Firstly, note that Rhat values (the Gelman Rubin statistic) converging to 1 implies chain convergence for the marginal parameter distributions, while n_eff describes the effective number of samples after autocorrelations in the chains have been accounted for. We can see from the mean (point) estimate of each parameter that HMC has done a reasonable job of estimating our original parameters.

Model Inference using Variational Inference (mini-batch ADVI)

Variational Inference (VI) takes a completely different approach to inference. Briefly, VI is a name for a class of algorithms that seek to fit a chosen class of functions to approximate the posterior distribution, effectively turning inference into an optimisation problem.

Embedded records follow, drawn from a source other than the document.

PR #1488, opened 2026-05-24
Add animateZoom to Compose and Views stacks

nagatsuka-shuuya:
Implements #1485.

## Summary

- Adds `VicoZoomState.animateZoom` (Compose) and `ZoomHandler.animateZoom` (Views), mirroring the existing `animateScroll` API. Both accept a target `Zoom`, animation parameters (an `AnimationSpec` in Compose; a duration and `TimeInterpolator` in Views), and an optional `bias` — the zoom anchor’s horizontal position within the `CartesianChart` bounds, from 0 (the start edge) to 1 (the end edge), defaulting to 0.5. Passing 1 keeps the right edge fixed during the animation.

- Includes a `ZoomTransitionLineChart` sample demonstrating a sliding-window viewport transition: a superset dataset is loaded once, and period toggles (1W / 1M / 3M) animate the zoom with the right edge anchored to the latest data point. The Y axis scales dynamically to the visible period’s data range.

## Demo

[Screen_recording_20260607_003813.webm](https://github.com/user-attachments/assets/1c1f19f2-0ebe-481d-86ea-a554c29b9509)


Gowsky (dismissed):
I've verified the concern about phantom entries. They aren't persisted indefinitely, so everything's fine. Thank you for your contribution, @akiya-nagatsuka!

Gowsky:
To put more context to the `ItemPlacer`s issue, the key point is that the ranges shouldn't be interpolated. This causes a bit unexpected behavior and will interfere with some `ItemPlacer`s implementations. Instead, we'd recommend moving the positioning logic to the drawing models, just like it's already done for _y_-range changes.

nagatsuka-shuuya:
@Gowsky  Hi, I've reworked the implementation based on your feedback:

-  Removed range interpolation — axes and ItemPlacers now always receive the final range, which fixes the layout shift issue

- Moved x-positioning into the drawing model — each entry stores an x-fraction that lerps between old and new positions during animation

- New points are seeded with a start position in the previous range's coordinate space so they slide in from outside the chart with consistent easing

Could you take a look and let me know if this is the right direction?

dmitry-stakhov:
@claude 
> It'd help to know which scenario this is really for

Currently we are trying to replace the HighChart library in our project. We have the user assets plot with different time interval like 1 month, 3 months, 6 month, 1 year and all time. So the data is overlapping for these time periods. For example, the data for last 3 months is also included in data for last 6 months.

> But the sample in this PR is something else. recentData and historicalData are the same series shifted — the overlapping region is identical — i.e. a sliding window over a single dataset.

This is exactly our use case, we need to shift from `recentData` and `historicalData` to show different time periods.
Currently, in our project implementation we have 5 maps of X-Y data and when the user switches between time periods we pass related map of data.

> the camera (scroll + an animated zoom)

This should also fulfill our use-case, though we need some refactoring to moving from using 5 separate maps of data to using one the biggest map of data + adding zoom/camera movement.

I checked that the sample added in this PR implements our plot current appearance and we are looking forward for such animations being added.
I am good with both implementation alternatives if they help to achieve the same goal. Please let me know if any other details about the use-case are needed.

patrickmichalik:
I’m marking this as a draft as we pinpoint the requirements. Thanks for sticking with us; the above-requested screen recording should settle the matter.

nagatsuka-shuuya:
@patrickmichalik Sure, let me know if anything from my side is needed. Thank you for taking a look

patrickmichalik:
Thanks, @akiya-nagatsuka! I think your reply may have crossed with [the comment just above](https://github.com/patrykandpatrick/vico/pull/1488#issuecomment-4638234230). As described there, this is a viewport transition, and animated zoom looks like the actual missing primitive for your use case. Would you like to prototype that piece and try it against your period-switching setup?

nagatsuka-shuuya:
@patrickmichalik Thank you for pointing, for some reason claude message didn't load till now. Adding animated zoom sounds good to me, let me try add it. Can I also include the fix for Y-axis max value into the PR or should I keep it on my project side?

nagatsuka-shuuya:
@claude @patrickmichalik @Gowsky

Thanks for the feedback. I revised the implementation and added `animateZoom` to both stacks, along with a sample demonstrating the sliding-window use case.  I've also updated the PR description and attached a demo video.

While building the sample I noticed that `ExtremesHorizontalAxisItemPlacer` always shows `minX`/`maxX` of the full dataset rather than the visible viewport edges - so I implemented a custom item placer for the sample. Happy to fix `ExtremesHorizontalAxisItemPlacer` itself if that's the right direction.

Please take a look - I'm open to any follow-up fixes or improvements.

nagatsuka-shuuya:
@claude I created https://github.com/patrykandpatrick/vico/pull/1513 to fix `ExtremesHorizontalAxisItemPlacer` issue

patrickmichalik:
Cheers! I’ve just merged that.

nagatsuka-shuuya:
@patrickmichalik Thanks, I updated this branch to use the existing `ExtremesHorizontalAxisItemPlacer` and double checked that it works properly now.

In this instance VI minimises the Kullback–Leibler (KL) divergence (a measure of the ‘similarity’ between two densities), between the approximated posterior density and the actual posterior density. An excellent review of VI can be found in the paper by Blei & co..

Just to make things more complicated (and for this description to be complete), the KL divergence is actually minimised, by maximising the Evidence Lower BOund (ELBO), which is equal to the negative of the KL divergence up to a constant term - a constant that is computationally infeasible to compute, which is why, technically, we are optimising ELBO and not the KL divergence, albeit to achieve the same end-goal.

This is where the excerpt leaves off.